# free trokar hooks



## 200racing (Mar 12, 2012)

Hey, just wanted to tell you guys… theres 2 ways to get free stuff from Trokar. Figured I’d share this with you all…
First way.
go to
https://www.lazertrokar.com/hook-survey
finish the survey and they’ll send you a pack of free trokar hooks, I believe they are mag ewg mag worm 3/0…

Also the big package, go to
https://www.lazertrokar.com/team-trokar
Take the quiz… if you guys want a little study guide go to
https://www.lazertrokar.com/faqs
For the answers… I hear it takes up to 3 weeks for delivery, but free is for me.

tight lines


----------



## Brine (Mar 12, 2012)

Thanks Man. 

I'm always short on hooks


----------



## JamesM56alum (Mar 12, 2012)

Shwing! done thanks alot bro!


----------



## gotmuddy (Mar 13, 2012)

thanks alot.


----------



## Gramps50 (Mar 13, 2012)

Can never have enough hooks, Thanks much appreciated


----------



## MattR (Mar 13, 2012)

Thanks 200racing.


----------



## vahunter (Mar 13, 2012)

Awesome, DONE! Thanks for the heads up! I've never tried their hooks. I used to fish with Eagle Claw Lazer Sharps when I was a kid but I guess this is a new and improved hook? I normally use mustad and Owner. Are they good hooks?


----------



## Aaron Lariscy (Mar 13, 2012)

Done both the quiz was actually pretty tough I just used the faq as a cheat sheet.
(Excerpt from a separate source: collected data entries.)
PR #6309, opened 2021-09-17
[build] Add standalone VS2022 support to vsix

pjcollins:
Context: https://docs.microsoft.com/en-us/visualstudio/extensibility/migration/update-visual-studio-extension?view=vs-2022#extensions-without-running-code

Our .vsix installer can't be installed "on top" of VS2022.  This is
something we'll want to continue to support for testing purposes, and
for our OSS installer.  Adding an `amd64` installation target and
updating VS SDK and Tools package reference versions should fix this.

The workaround from commit 4799ea2 has been removed as it no
longer appears to be needed.

### DIFF
--- a/build-tools/create-vsix/create-vsix.csproj
+++ b/build-tools/create-vsix/create-vsix.csproj
@@ -17,7 +17,6 @@
   </PropertyGroup>
 
   <Import Project="..\..\Configuration.props" />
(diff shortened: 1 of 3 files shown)


pjcollins:
Tested with a Windows built OSS installer, before:
VSIXInstaller_h1FHTk0FcJ

After:
image

I'll want to test install/uninstall for an official package still.

pjcollins:
It looks like the unsigned official package from this build is working, I was able to install it into and then revert it from VS 16.11 and VS 17 Int Preview.

dellis1972 (approved):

Don't bass fish much but when I do ill give them a try.


----------



## floundahman (Mar 13, 2012)

Thank you for the heads up!


----------



## arkansasnative (Mar 13, 2012)

How do you know that they will send it to you? I completed the quiz and joined the team so i could enter my info but it never said anything about them shipping the hooks? :-?


----------



## dyeguy1212 (Mar 13, 2012)

Nice, thanks for the heads up.


----------



## kycolonel138th (Mar 13, 2012)

:USA1: THANKS


----------



## Butthead (Mar 13, 2012)

Thanks 200!! 
I wonder how long it'll take before we get the hooks?

<== Newest member of Team TroKar, lol.


----------



## Loggerhead Mike (Mar 13, 2012)

Thanks man been wanting to see if all the hype with these was worth the extra cash


----------



## SkagBass (Mar 13, 2012)

Thanks for the link =D>


----------



## BassAddict (Mar 13, 2012)

Thanks! I really hope they send me the Magworm B.A.R.B!!!!!!!!!!!!!


----------



## 200racing (Mar 13, 2012)

arkansasnative said:


> How do you know that they will send it to you? I completed the quiz and joined the team so i could enter my info but it never said anything about them shipping the hooks? :-?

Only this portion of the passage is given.